A combination of high-tolerance micro components that control the flow of gas into and out of the pressure chamber and an innovative control algorithm that adapts to system characteristics achieves ultra-precise pulseless flow control. The flow-rate precision benefits the fields of droplet generation, micro process engineering and microreaction kinetics.

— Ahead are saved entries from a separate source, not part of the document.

PR #209, opened 2019-07-01
🐛 prevent 500 error on login when user has no password

### LINKED ISSUE #88: 500 exception when user without pwd tries to login
https://github.com/TwinePlatform/twine-monolith/blob/d178be418de1788a9bf1c089a3c762de6536cfcb/api/src/api/v1/users/login.ts#L41

If user model doesn't have a password, the `compare` function throws an exception. This should in fact be `4xx` series error.

eliascodes:
Moving the role check before the payload check prevents this error.

Fixes #88

### DIFF
--- a/api/src/api/v1/users/__tests__/login.test.integration.ts
+++ b/api/src/api/v1/users/__tests__/login.test.integration.ts
@@ -170,13 +170,18 @@ describe('POST /users/login', () => {
       url: '/v1/users/login',
       payload: {
         restrict: ['VOLUNTEER'],
-        email: '1498@aperturescience.com',
+        email: '1498@aperturescience.com', // This is VISITOR!
         password: 'CakeisaLi3!',
       },
     });
 
     expect(res.statusCode).toBe(403);
     expect(typeof res.headers['set-cookie']).toBe('undefined');
-    expect(res.result).toEqual({ error: expect.objectContaining({ statusCode: 403 }) });
+    expect(res.result).toEqual({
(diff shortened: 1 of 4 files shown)


api/src/api/v1/users/__tests__/login.test.integration.ts
```diff
@@ -163,4 +163,20 @@ describe('POST /users/login', () => {
...
     expect(res.result).toEqual({ error: expect.objectContaining({ statusCode: 400 }) });
   });
+
+  test(':: unsuccessful login | type body | mismatched role', async () => {
+    const res = await server.inject({
+      method: 'POST',
+      url: '/v1/users/login',
+      payload: {
+        restrict: ['VOLUNTEER'],
+        email: '1498@aperturescience.com',
```
astroash: can you add a comment for which user types this is

api/src/api/v1/users/__tests__/login.test.integration.ts
```diff
@@ -163,4 +163,20 @@ describe('POST /users/login', () => {
...
+        password: 'CakeisaLi3!',
+      },
+    });
+
+    expect(res.statusCode).toBe(403);
+    expect(typeof res.headers['set-cookie']).toBe('undefined');
+    expect(res.result).toEqual({ error: expect.objectContaining({ statusCode: 403 }) });
```
astroash: Can we test the error message here too

Issue #67, opened 2019-05-15
Disallow CB_ADMIN users from creating logs for themselves


eliascodes:
There is currently nothing in the API preventing CB_ADMIN users from adding logs against their own account. This shouldn't be allowed.

https://github.com/TwinePlatform/twine-monolith/blob/6839343109d72c1ed71057923aceefec92286cd8/api/src/api/v1/community_businesses/volunteer_logs.ts#L246-L268

eliascodes:
fixed by #210

PR #210, opened 2019-07-01
🐛 disallow CB_ADMIN from adding own logs

### LINKED ISSUE #61: tables columns should be fixed width

eliascodes:
fixes #61 

Just add a role check if `userId === 'me'`, allowing only `VOLUNTEER` and `VOLUNTEER_ADMIN` users.


eliascodes:
This actually fixes #67 -- oops

PR #213, opened 2019-07-02
🔬 allow onChangeSortBy to return default sort order to address QA defect

eliascodes:
related to #98 

Allow `onChangeSortBy` to return default sort order.


astroash:
Not working when testing locally

steps:
1. go to time table
2. click sort by month
3. click "activity"
4. 👀 observe activity column is sorting z-a

eliascodes:
I only fixed the activities table. Are we interpreting this defect as relating to _all_ text based fields?

astroash:
Yeah, I think it means that all text columns should default to a-z sorting

eliascodes:
> I think it is meant to be by total hours

Nope, see the user story

Issue #192, opened 2019-06-24
📊 Create dashboard widgets


astroash:

astroash:
user stories being updated

eliascodes:
Suggested component interface:
```ts
type TileProps = {
  topText: string
  dataPointOne: string[]
  dataPointOneLabel: string
  dataPointTwo: number | string[]
  dataPointTwoLabel: string
};
```
Where `dataPointOne` is the list of activities or months (US010A/B) or empty (US010C), `dataPointOneLabel` is the text just above that, `dataPointTwo` is the number of hours (US010A/B) or the list of volunteer names (US010C), and `dataPointTwoLabel` is the text just below the yellow line.

The naming convention `dataPoint<X>` is not very good so open to suggestions on this, but from what I can see this is the data that's needed.

Alternatively:
```ts
type TileDataPoint<T> = {
  label: string
  data: T
};

type TileProps = {
  topText: string
  one: TileDataPoint<string[]>
  two: TileDataPoint<number | string[]>
};
```

Again though, `one` and `two` are poorly named.

eliascodes:
- `Polaroid` component to accept children
- `topText` prop to be split into two to support bolding part of it
- Additional prop to indicate different layout mode for `two.data`

astroash:
Updated interface suggestion:
```js
type TileDataPoint<T> = {
  label: string
  data: T
};

export type LayoutMode = 'number' | 'text';

type TileProps = {
  topText: string []
  left: TileDataPoint<string[]>
  right: TileDataPoint<number | string[]> & { layoutMode: LayoutMode }
  bottomText: string []
};
```

See #219 for working example

eliascodes:
`layoutMode` isn't used in #219

astroash:
> layoutMode isn't used in #219

😅 not yet, I was trying to throw something up quickly as I knew you were working on related work. This is a demo of what it would look like when set to `'number'`, `MiddleTopRightContainer` will return something different if set to `'text'`

eliascodes:
So I'm assuming the code will look something like:
```ts
if (props.layoutMode === 'number') {
  return formatNumberData(props.right.data);
} else if (props.layoutMode === 'text') {
  return formatTextData(props.right.data);
}
```

[...]

Issue #174, opened 2019-06-18
Switching to CSS grid


eliascodes:
The flexbox library we're using is annoying and limiting.

Investigate alternatives, specifically CSS Grid based alternatives (since it has a more convenient API for our typical use cases).

e.g.: https://styled-css-grid.js.org/

PR #219, opened 2019-07-04
📊 Dashboard data card component

astroash:
**Changes:**
- create DataCard element
- update Polaroid props
- import bold roboto

relates #192 #174


dashboard-app/src/features/dashboard/components/DataCard/util.ts
```diff
@@ -0,0 +1,20 @@
+
+export const sentenceCreator = (xs: string[]) => {
+  switch (xs.length) {
+    case 0:
+    case 1:
+      return xs;
+    case 2:
+      return [xs[0], 'and', xs[1]].map((x) => x.replace('and', ' and '));
```
eliascodes: isn't this the same as `[xs[0], ' and ', xs[1]]`, except with the benefit(?) that any strings in `xs` containing the substring `'and'` wont be affected?

dashboard-app/src/features/dashboard/components/DataCard/util.ts
```diff
@@ -0,0 +1,20 @@
...
+    case 3:
+    default:
```
eliascodes: This case is more complicated than it needs to be. This handles `xs.length > 1`:
```ts
xs.slice(0, -1).join(', ').concat(' and ').concat(xs.slice(-1).join())
```

dashboard-app/src/features/dashboard/Dashboard/index.tsx
```diff
@@ -16,6 +17,30 @@ const H1 = styled(Heading1)`
 /**
  * Component
  */
+
+const testNumberProps = {
```
eliascodes: I've pulled and had a look locally so this can be removed now 👍

astroash: Can we still rebase our PRs onto one another so the feature work is contained in one commit?

dashboard-app/src/features/dashboard/components/DataCard/util.ts
astroash: The above example returns a `string` rather than `string[]`. The issue I was having was inserting a comma element after every word. I can do a mash up of the two to remove the ternary

dashboard-app/src/features/dashboard/Dashboard/index.tsx
eliascodes: Yeah I've rebased onto yours, but haven't pushed yet

dashboard-app/src/features/dashboard/components/DataCard/util.ts
eliascodes: Maybe you can look at `intersperse` in ramda

eliascodes:
Would also be nice to have some component tests

dashboard-app/src/features/dashboard/components/DataCard/util.ts
eliascodes:
```ts
R.intersperse(', ', xs.slice(0, -1)).concat('and').concat(xs.slice(-1))
```

astroash:
> Would also be nice to have some component tests
This is a dumb component, not sure what would be tested.

eliascodes:
Closed in favour of #222

PR #222, opened 2019-07-10
📊 Data tiles feature

eliascodes:
FROM #219:
- create DataCard element
- update Polaroid props
- import bold roboto

relates #192 #174 

ALSO:
- Add utils fns for array/object processing
- Add fns to process API data into tile props
- Add error and loading boundary components!


dashboard-app/src/lib/ui/components/Boundaries/ErrorBoundary.tsx
```diff
@@ -0,0 +1,76 @@
...
+
+  componentDidCatch (error: Error, errorInfo: { componentStack: any }) {
+    if (process.env.NODE_ENV !== 'test') {
+      console.log(error, errorInfo);
+    }
+  }
+
+  renderError () {
+    return (
+      <div>
```
eliascodes: NOTE!

I haven't styled anything here because I don't know what we want this to look like.

dashboard-app/src/features/dashboard/components/DataCard/util.ts
```diff
@@ -0,0 +1,16 @@
+import { intersperse } from 'ramda';
```
eliascodes: This seems like its sufficiently generic to go into `twine-utils`?

dashboard-app/src/features/dashboard/Dashboard/index.tsx
```diff
@@ -25,46 +34,57 @@ const Dashboard: React.FunctionComponent<RouteComponentProps> = (props) => {
...
-                caption="See what projects volunteers spend their time doing."
-                callToAction="Coming soon"
-                picture="P"
-                disabled
-              />
-            </Col>
-          </Row>
-        </Col>
+        <LoadingBoundary isLoading={loading}>
+          <ThrowIfError error={error} />
```
eliascodes: This is kind of awkward. I've just imagined a solution that looks like this:

```ts
() => {
  return (
    <LoadingBoundary state={useDashboardStatistics()}>
		{
			(data) => (
				<Col>
					// ...
				</Col>
			)
		}
	</LoadingBoundary>
  );
}
```

In this example, `LoadingBoundary` takes this standard(ish) `{ loading, error, data }` object, and takes care of rendering loaders and error views if either `loading` or `error` are truthy. Once `data` is available, it's passed as a prop to the child component, which is rendered.

But tbh I don't know if we want to do this now.

dashboard-app/src/features/dashboard/components/DataCard/util.ts
astroash: Yeah, can do

dashboard-app/src/lib/ui/components/Boundaries/ErrorBoundary.tsx
```diff
@@ -0,0 +1,76 @@
...
+      isHttpError: isHttpError(error),
+      statusCode: propOr(0, 'code', error),
+      message: error.message,
+    };
+  }
+
+  componentDidCatch (error: Error, errorInfo: { componentStack: any }) {
+    if (process.env.NODE_ENV !== 'test') {
+      console.log(error, errorInfo);
+    }
```
astroash: Would be rad if we could sent the error to the server here. I'm leaning to think that these boundaries should be added as a separate PR so we can do styling n server changes in one.

dashboard-app/src/lib/ui/components/Boundaries/LoadingBoundary.tsx
```diff
@@ -0,0 +1,28 @@
...
+import { ColoursEnum } from '../../design_system';
+import { BeatLoader } from 'react-spinners';
+
+
+type LoadingBoundaryProps = {
+  isLoading?: boolean | (() => boolean)
+};
+
+
+class LoadingBoundary extends ErrorBoundary<LoadingBoundaryProps> {
```
astroash: Why does this extend `ErrorBoundary`? Does it need to use the `componentDidCatch` hook?

eliascodes: So that it acts as a boundary for errors as well as for loading states. If it doesn't extend `ErrorBoundary` I'd just have to re-write all that functionality again.

dashboard-app/src/features/dashboard/Dashboard/index.tsx
eliascodes: This is actually a bad idea because it breaks one of the rules of hooks: that they should be called at the top level. But I pushed something that does something similar.

dashboard-app/src/lib/ui/components/Boundaries/LoadingBoundary.tsx
astroash: Ah, I got confused with naming! I assumed `ThrowIfError` was the error boundary. Is there a reason that this components functionality is separate to`LoadingBoundary`?

eliascodes: Because an error boundary component cannot catch errors that it throws itself, the error must be thrown by a child component.

dashboard-app/src/lib/ui/components/Boundaries/ErrorBoundary.tsx
astroash: The text here isn't loading for me locally. I get a blank screen when running production build with the following console errors:
```
Error: ""
    er index.tsx:91
    React 8
        Zi
        Ro
        Ga
        Xa
        js
        Cs
        Ns
        Mr
react-dom.production.min.js:4408
    React 7
        ha
        callback
        oa
        ia
        Wa
        qa
        Ds
    unstable_runWithPriority scheduler.production.min.js:274
    React 5
        Ds
        js
        Cs
        Ns
        Mr
```

dashboard-app/src/lib/ui/components/Boundaries/LoadingBoundary.tsx
astroash: Is the aim to keep `ThrowIfError` indefinitely or hand over throwing responsibilities to internal function calls?

dashboard-app/src/lib/ui/components/Boundaries/ErrorBoundary.tsx
eliascodes: I get this:

Screenshot 2019-07-12 at 15 23 18

dashboard-app/src/lib/ui/components/Boundaries/LoadingBoundary.tsx
eliascodes: I think we need to keep it, but it should be internal to the boundary components and not used directly by any other components.

dashboard-app/src/lib/ui/components/Boundaries/ErrorBoundary.tsx
astroash: How are you creating an error?

eliascodes: Either by setting `error = new Error('oops')` in the component or by throwing from some component in the child component tree.

dashboard-app/src/features/dashboard/components/DataCard/util.ts
eliascodes: Are we doing this?

dashboard-app/src/lib/ui/components/Boundaries/ErrorBoundary.tsx
eliascodes: What should we do if there's an error? We could fall back to using the placeholders, but if there's an error in fetching the data on the dashboard there's probably gonna be one on the rest of the dashboard too, so not sure it makes sense to let them continue.

What I should probably do is create two error boundaries, one which renders something itself, and one which redirects (probs by rendering a `<Redirect>` component), and then we can do the same redirect behaviour that we currently have on API calls.

The former component can be used for failures in non-critical components where it's ok for us to just render some placeholder without the app becoming unusable.

dashboard-app/src/features/dashboard/components/DataCard/util.ts
astroash: yeah, feel free to make the changes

Closed-loop flow control enables users of the Mitos P-Pump from UK-based microfluidics expert Dolomite, which has an office in Charlestown, Mass., to select flow rates between 70 nl/min and 5 ml/min instead of relying on pressure settings. The gas pressure inside the chamber is then automatically adjusted to meet the target flow rate. This is achieved by positioning a flow rate sensor in line, which constantly sends flow rate measurements back to the pump. The pump processes the information and makes adjustment decisions. According to Dolomite’s long-term tests in the flow control mode, a coefficient of variation (CV) of less than 0.14 percent for the droplet size can be achieved over extended periods.
“The key benefit of flow control mode over pressure control mode is that it can compensate for small changes in the system flow resistance to maintain constant droplet size,” notes mechanical engineer Tim Aktins, who designed the Mitos P-Pump. “In theory, in a perfect system, the pressure control mode can give equally good CV compared to flow control mode. In practice, however, small changes in system flow resistance over long time periods can be anticipated with pressure control, which makes flow control mode the better (mode).”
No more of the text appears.